Dataset records
PR #461, opened 2025-05-19
Fix PHP installation in no-LTS version

Kasui92:
I did a little research around and indeed the `ppa:ondrej/php` repository **does not support** non-LTS versions of Ubuntu. 

However it's  possible to [force](https://askubuntu.com/questions/1530400/install-older-php-versions-on-24-10) this to use the repository associated with noble in order to make PHP available for other versions as well.

Schermata da 2025-05-19 23-17-38

Fixes this #342

### DIFF
--- a/install/terminal/select-dev-language.sh
+++ b/install/terminal/select-dev-language.sh
@@ -21,6 +21,7 @@ if [[ -n "$languages" ]]; then
       ;;
     PHP)
       sudo add-apt-repository -y ppa:ondrej/php
+      sudo sed -i 's/"$(lsb_release -sc)"/noble/g' /etc/apt/sources.list.d/ondrej-ubuntu-php-"$(lsb_release -sc)".sources
       sudo apt -y install php8.4 php8.4-{curl,apcu,intl,mbstring,opcache,pgsql,mysql,sqlite3,redis,xml,zip}
       php -r "copy('https://getcomposer.org/installer', 'composer-setup.php');"
       php composer-setup.php --quiet && sudo mv composer.phar /usr/local/bin/composer


Kasui92:
Unfortunately it seems that some libraries for `php8.4-zip` and `php8.4-intl` are not available for Ubuntu25.04. I'll investigate to find a solution.

florentdestremau:
Another solution might be to install php8.4 from the original sources rather than the custom ppa, but this forces you into a php version that may be outdated (like in 24.04 it's php8.3).

Kasui92:
I don't know what changed, but this morning I didn't encounter the extension installation error anymore. I also tested it on two fresh installs of Ubuntu 25.04 and everything worked fine. 🙄

Kasui92:
I don't know what changed, but this morning I didn't encounter the extension installation error anymore. I also tested it on two fresh installs of Ubuntu 25.04 and everything worked fine. 🙄

Screenshot From 2025-05-20 10-25-30

Kasui92:
I should have discovered the reason for the errors I encountered. 
Most of it is related to the removal phase of PHP and the PPA used to obtain the necessary libraries. This is not removed correctly using the usual command, but the [WIKI](https://github.com/oerdnj/deb.sury.org/wiki/How-to-downgrade-to-stock-packages#how-to-downgrade-packages-to-the-pristine-state) itself [recommends using ppa-purge which correctly cleans references and dependencies.](https://github.com/oerdnj/deb.sury.org/wiki/How-to-downgrade-to-stock-packages#ubuntu)

> Recently, there was an [issue](https://github.com/oerdnj/deb.sury.org/issues/1382) about restoring the extra packages to the original state because the repository comes with extra libraries that stop getting the updates when the [deb.sury.org](https://deb.sury.org/) repository is removed from /etc/apt/sources.list.d.

The installation therefore occurs correctly even without further checks, just replace the distro reference with that of Ubuntu 24.04, and in the removal it uses ppa-purge.

dhh:
Do we still need this? Maybe the best would indeed just be to go with the default for the distro?

dhh:
Agree. If you want to do a PR for just going with stock, let's do that.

* Problem details: Starting at the line that contains "removed from /etc/apt/sources.list.d.", copy every line down to the last line of the records above, exactly as written.

* Reply to the task:
> Recently, there was an [issue](https://github.com/oerdnj/deb.sury.org/issues/1382) about restoring the extra packages to the original state because the repository comes with extra libraries that stop getting the updates when the [deb.sury.org](https://deb.sury.org/) repository is removed from /etc/apt/sources.list.d.

The installation therefore occurs correctly even without further checks, just replace the distro reference with that of Ubuntu 24.04, and in the removal it uses ppa-purge.

dhh:
Do we still need this? Maybe the best would indeed just be to go with the default for the distro?

dhh:
Agree. If you want to do a PR for just going with stock, let's do that.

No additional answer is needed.